Avec son dernier recueil paru chez Eres (col­lec­tion Po&psy in exten­so), Jacques Ancet réu­nit trois ensem­bles de pros­es poé­tiques et poèmes : « Les travaux de l’in­fime », « Por­traits sans vis­ages » et « Pour ne pas finir ». Plus que jamais, il jette en avant « les petits cail­loux de la parole » pour ouvrir un chemin, cherche à cristallis­er les vibra­tions d’un monde plein d’évanescences sur les petits riens et l’infime …

Comme sou­vent, Jacques Ancet dans ses poèmes pose quelques objets usuels dans un espace don­né, pièce ou paysage, et y trame bien­tôt, avec ses mots, ce « léger vide au bord duquel vac­ille le vis­i­ble ». Nous voilà donc à nou­veau dans l’entre-deux du jour, « au bord de vivre — au bord de mourir » : entrés dans l’impossible ici, l’insaisissable présent. Con­fron­tés à « la sur­face plane des choses arrêtées dans leur nom », et pressen­tant pour­tant les vibra­tions de l’imperceptible.  Le sens est partout et nulle part, et ne demande qu’à se cristallis­er sur l’infime. D’où les « travaux » qui font œuvre et qui font monde. A par­tir du pul­lule­ment des « petits riens », d’un vide trop plein, d’une carafe d’’eau sur une table, de la neige si peu vraie, du « grig­note­ment de la pluie », d’une lampe, des craque­ments du bois…
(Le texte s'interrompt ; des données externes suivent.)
PR #6284, opened 2026-06-17
Autominsize support

gnkow:
This PR adds a --min-size flag to git lfs track and fixes a build failure when no git tags are present.

The new --min-size flag automatically tracks files exceeding a given size threshold:
- git lfs track --min-size 10MB sets lfs.autotracksize in .lfsconfig and adds * filter=lfs to .gitattributes
- Existing files above the threshold are touched so they appear as modified on the next git add
- Uses human-readable size units (KB, MB, GB, KiB, MiB, GiB)
- Supports --dry-run to preview without making changes
- The clean filter passes through files below the threshold unchanged


chrisd8088 (commented):
Hey, thanks very much for this draft PR, and for trying to tackle a long-standing issue!

I typically avoid reviewing on PRs in a draft state, as I assume they are still a work in progress, but from your [comment](https://github.com/git-lfs/git-lfs/issues/282#issuecomment-4733130661) I think you are hoping for some discussion, so I thought I would at least make some initial comments.

As I understand it, the key design principle of this PR is to pass all files through Git LFS; that's the effect of a `.gitattributes` pattern which matches `*`.

This idea has been considered before; I think our primary concern is going to be the performance cost of running every file through the Git LFS filters.  We'd definitely want to see some comparative timing measurements done on each of the platforms we support (Linux, macOS, and Windows) using a reasonably large Git repository as test data.

Git LFS was originally developed several large Git hosting services (Atlassian, GitHub, GitLab) as a kind of workaround which allowed them to avoid storing large binary files in their own platforms.   By using `.gitattributes` patterns to invoke the Git LFS filters, though, they could limit the impact of this additional program and system to just a specific set of files.

As a high-level concern, if we were to now start recommending that users process every file through Git LFS, that seems like we are trending away from direction I think we likely would prefer, where Git itself can do more of the work necessary to store and transfer large files efficiently.

A few other notes I made while thinking about this approach:

- If the minimum size is relatively small, files such as `.gitattributes` and `.gitignore` may be converted to Git LFS objects, which is not appropriate as Git expects these to have a specific format that it can read.  All such Git special files would need to be excluded automatically.
- Since files managed with Git LFS can be quite large, using `os.ReadAll()` may consume a considerable amount of memory.  It would likely be necessary to spool the incoming data to a temporary file; our `tools.Spool()` function does this already and is used in our `smudge` filter code to avoid deadlocking the pipe with Git (see PR [#1932](https://github.com/git-lfs/git-lfs/pull/1932)).
- If a file below the threshold is removed from the working tree and then `git checkout` is run to recreate it, Git will invoke Git LFS as a `smudge` filter, which assumes the file should contain a pointer and will report it as malformed when it does not.  So the `smudge` filter would also need to be aware of the file size threshold and ignore non-pointers below that limit.
- I happen to have spent the last week working to deal with the ramifications of the bug fix proposed in PR [#6011](https://github.com/git-lfs/git-lfs/pull/6011), and so I know that once it's merged, our `clean()` function will rarely know the size of a file in advance.  Specifically, the `fileSize` parameter is [passed](https://github.com/git-lfs/git-lfs/blob/023ef527434d5bd636b3f8e22222069c85fed15e/commands/command_filter_process.go#L88) as `-1` during `clean` filter operations because Git doesn't provide the size of the data it's sending, and although we currently try to work around this by [checking](https://github.com/git-lfs/git-lfs/blob/023ef527434d5bd636b3f8e22222069c85fed15e/commands/command_clean.go#L32-L45) the size of the corresponding file in the working tree, this introduces a race condition because the file might change after Git starts streaming it to our filter.  Ultimately, we have to remove this check and so only by reading the data arriving from Git would be know if its size exceeds a given threshold.
- Specifying the threshold value in our `.lfsconfig` file is, I think, going to be a bit fragile, because it means the overall mechanism depends on both a global-match pattern in `.gitattributes` and a Git configuration option.  Instead, if we were going to try to implement a threshold like this at all, I would want to see if we could specify it directly in the `.gitattributes` entry as a custom key/value attribute along with `filter=lfs`.  Of course, this does mean Git LFS would have to read and parse the `.gitattributes` file to learn what the current threshold is, if any.

Those are just some quick initial thoughts.  Whether or not we pursue the approach taken in this PR, it's definitely worth considering the implications of such a design, so thank you very much for opening the PR and starting the discussion!

gnkow:
I read your review very carefully and proceed to address each topic one by one which resulted in several commits. I pushed to my fork branch which I assumed that would trigger this PR to be updated. Here is the summary of what was done:

1. Configuration in .gitattributes (265bb629e)
- Changed approach: Moved from standalone flag to .gitattributes-based configuration
- Implementation: Added autotracksize=<bytes> attribute support in .gitattributes
- Files modified: 7 files (188 insertions, 44 deletions)
- Key changes:
- Extended gitattr parser to read autotracksize values
- Updated git lfs track to write attributes to .gitattributes
- Added comprehensive test coverage in t/t-track.sh
2. Fixed Defaults for Exclusion (7cc59b77c)
- Added safety mechanisms: Implemented lfs.autotrackexclude config for exclusion patterns
- Default exclusions: Protected Git-critical paths (.git/, .gitignore, etc.)
- Files modified: 6 files (453 insertions, 20 deletions)
- Key changes:
- Added exclusion logic in clean/smudge filters
- Comprehensive unit tests in commands_test.go and attr_test.go
- Documentation updates
3. Memory and Clean/Smudge Optimizations (3f7fd50e1)
- Pass-through optimization: Improved clean filter to efficiently handle small files
- Memory safety: Added checks to avoid unnecessary buffering
- Files modified: 2 files (180 insertions, 10 deletions)
- Key changes:
- Refactored clean filter pass-through logic
- Added 137 lines of unit tests
4. Changed Minsize Setup Logic (50c28b183)
- User interface improvements: Made --min-size require explicit pattern argument
- No more * catch-all by default: Users must specify git lfs track "*" --min-size <size> explicitly
- Files modified: 3 files (324 insertions, 55 deletions)
- Key changes:
- Updated command_track.go to require pattern with --min-size
- Allows re-tracking existing patterns to add/update autotracksize
- Comprehensive documentation in man pages
- 310 lines of integration tests
5. Benchmark Toolset (62a43c66e)
- Performance measurement infrastructure: Comprehensive benchmark suite for performance analysis
- Native Go tooling: Replaced Python dependency with Go-based plotting tool
- Files added: 6 files (1,604 insertions)
- Components:
- commands/bench_sweep_test.go: 17 benchmark functions covering all critical paths (722 lines)
- tools/benchplot/: Native Go plotting tool (730 lines) with full documentation
- Makefile target: make benchplot for easy building
- Generates 22 plots: Performance visualization for all aspects of the feature


Performance optimisation is deferred to future work such as pattern caching, memory allocation, I/O.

« Por­traits sans visages »

Ce qui est vrai des choses l’est aus­si des vivants et les êtres sont aus­si peu sai­siss­ables que les objets par leurs traits ou leurs noms. D’où les « por­traits sans vis­ages » qui com­posent une par­tie de ce recueil avec la reprise, entre autres de « Por­trait d’une ombre ». Le mot ombre est là « pour don­ner une forme à ce qui n’en a pas », com­pagnon obscur de qui écrit, l’inconnu en soi, la « voix silen­cieuse ». Parce que la coïn­ci­dence avec soi n’est pas plus don­née que l’adéquation du monde et de la parole. « Il ne s’agit pas d’identité. Ou alors de cette iden­tité obscure qui est une autre manière de dire qu’on ne sait rien. Qu’on est entre : entre ici et ailleurs, entre hier et demain, entre tout et rien. Entre, tou­jours, entre. »
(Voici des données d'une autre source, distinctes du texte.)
PR #6285, opened 2026-06-23
Update tests to dynamically match internal program limits

chrisd8088:
This PR revises a number of our shell tests so they are able to dynamically adjust the conditions they create to match or exceed certain internal limits in the Git LFS client.

Previously, these tests depended on hard-coded values which could drift out of sync with the actual limits of the client.

In the case of the `clean pseudo pointer with extra data` [test](https://github.com/git-lfs/git-lfs/blob/023ef527434d5bd636b3f8e22222069c85fed15e/t/t-clean.sh#L45-L58) in particular, this has already occurred.  When the test was first developed, in PRs #271, #336, and #447, the size of the internal buffer used to read and parse Git LFS pointers was [only](https://github.com/git-lfs/git-lfs/blob/1f2453349d70360be5dfc57b20b81bd4ed82550c/lfs/pointer.go#L65) 512 bytes, and so the test intentionally creates an invalid Git LFS pointer with sufficient padding to exceed that limit.

However, the size of the internal buffer was later raised to its current [value](https://github.com/git-lfs/git-lfs/blob/023ef527434d5bd636b3f8e22222069c85fed15e/lfs/scanner.go#L12) of 1024 bytes, but the `clean pseudo pointer with extra data`  test was never updated to reflect this change.  (Note that the test happens to [specify](https://github.com/git-lfs/git-lfs/blob/023ef527434d5bd636b3f8e22222069c85fed15e/t/t-clean.sh#L53) the value of `1024` as the `size` field of the invalid pointer it creates, but this is unrelated to the actual size of the string containing the invalid pointer.  To help clarify the arbitrary nature of the value in this `size` field, we now change it to `9999`.)

To allow our shell tests to retrieve the various current internal limits of the Git LFS client, we add a test helper utility program named `lfstest-getlimit` which returns one of several values depending on the option it is passed.  These values include:

- The [size](https://github.com/git-lfs/git-lfs/blob/023ef527434d5bd636b3f8e22222069c85fed15e/lfs/scanner.go#L12) of the internal buffer used when decoding Git LFS pointers.
- The maximum [length](https://github.com/git-lfs/pktline/blob/ca444d533ef1e474d0aab99cdbeed9b048d65241/pkt_line.go#L16) of a Git packet line.
- The [size](https://github.com/git-lfs/git-lfs/blob/023ef527434d5bd636b3f8e22222069c85fed15e/tools/iotools.go#L19) of the internal buffer used before [spooling](https://github.com/git-lfs/git-lfs/blob/023ef527434d5bd636b3f8e22222069c85fed15e/commands/command_smudge.go#L104) non-pointer `smudge` filter data to a temporary file.
- The maximum [size](https://pkg.go.dev/bufio#pkg-constants) of the buffer used when parsing tokens with a `Scanner` structure from the Go standard library's `bufio` package.

We also adjust the behaviour of our `calc_oid()` test helper function so that it no longer [treats](https://github.com/git-lfs/git-lfs/blob/023ef527434d5bd636b3f8e22222069c85fed15e/t/testhelpers.sh#L844) its parameter as a format specification for the `printf` shell built-in command.  This guarantees that even if we accidentally pass special formatting characters like `\` or `%` in the input to the `calc_oid()` function, it will return the same SHA-256 hash value as the Git LFS client would calculate for the same data.

---

Note that the new test added in PR #6011 requires input data for the `git lfs filter-process` command which exceeds the pointer read buffer size.  We therefore expect to revise that PR's test to make use of the `lfstest-getlimit` helper utility introduced in this PR, thereby avoiding the use of a hard-coded value.

### DIFF
--- a/lfs/gitfilter_clean.go
+++ b/lfs/gitfilter_clean.go
@@ -76,11 +76,11 @@ func (f *GitFilter) copyToTemp(reader io.Reader, fileSize int64, cb tools.CopyCa
 
 	ptr, buf, err := DecodeFrom(reader)
 
-	by := make([]byte, blobSizeCutoff)
+	by := make([]byte, BlobSizeCutoff)
 	n, rerr := buf.Read(by)
 	by = by[:n]
 
-	if rerr != nil || (err == nil && len(by) < blobSizeCutoff) {
+	if rerr != nil || (err == nil && len(by) < BlobSizeCutoff) {
 		err = errors.NewCleanPointerError(ptr, by)
 		return
 	}
--- a/lfs/gitscanner_catfilebatch.go
+++ b/lfs/gitscanner_catfilebatch.go
@@ -138,7 +138,7 @@ func (s *PointerScanner) next(blob string) (string, string, *WrappedPointer, err
 
 	var buf *bytes.Buffer
 	var to io.Writer = sha
-	if size < blobSizeCutoff {
+	if size < BlobSizeCutoff {
 		buf = bytes.NewBuffer(make([]byte, 0, size))
 		to = io.MultiWriter(to, buf)
 	}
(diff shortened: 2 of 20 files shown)


larsxschneider (approved):
Thank you 😊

« On ne voit que ce qu’on sait », nous dit Jacques Ancet. Le reste est là, pour­tant, qui affleure. Mais il y faut le lan­gage pour débus­quer, faire naître les évi­dences, émerg­er l’univers alen­tour, tout « ce qu’on pour­rait voir à force d’insister ». Or insis­ter, c’est jeter devant soi « les petits cail­loux de la parole » pour ouvrir un chemin. Or insis­ter, c’est écrire….

Jacques Ancet le fait superbe­ment, empris­on­nant du sens et des éclats de temps, de quo­ti­di­en, du mys­tère de la présence et du ver­tige de l’immanence, en tis­sant une prose poé­tique dense et légère pour­tant, qui s’interroge, se répond, évoque, esquisse, creuse comme elle use de l’ellipse, et finale­ment nous emmène dans ce vide rayé de signes de main, comme autant de clins d’œil aux êtres de parole.

« Il roulait son silence devant lui, sa boule de lan­gage où se mêlent plisse­ments her­cyniens, décharges, cré­pus­cules, douleur et cet imper­cep­ti­ble où il posait l’oreille ». Il me sem­ble que Jacques Ancet a ce vis­age de qui per­siste et signe. Insiste pour être là, plus pleine­ment, puisqu’aussi bien, « l’écriture con­tin­ue l’amour ».